=== THE TASK ===
From the first record through the last, copy each one exactly.

=== SOURCE MATERIAL ===
*** Begin section ***

PR #618, opened 2019-04-04
Support unix sockets as server address (fix #617)

### LINKED ISSUE #617: Nginx : upstream block not supported
When I have a [upstream](https://nginx.org/en/docs/http/ngx_http_upstream_module.html#upstream) block in a nginx conf file, it is not supported by Augeas.

The block is:
```
upstream php-handler {
    server unix:/var/run/php/php7.3-fpm.sock;
}
```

*** End section ***

=== REPLY ===
PR #618, opened 2019-04-04
Support unix sockets as server address (fix #617)

### LINKED ISSUE #617: Nginx : upstream block not supported
When I have a [upstream](https://nginx.org/en/docs/http/ngx_http_upstream_module.html#upstream) block in a nginx conf file, it is not supported by Augeas.

The block is:
```
upstream php-handler {
    server unix:/var/run/php/php7.3-fpm.sock;
}
```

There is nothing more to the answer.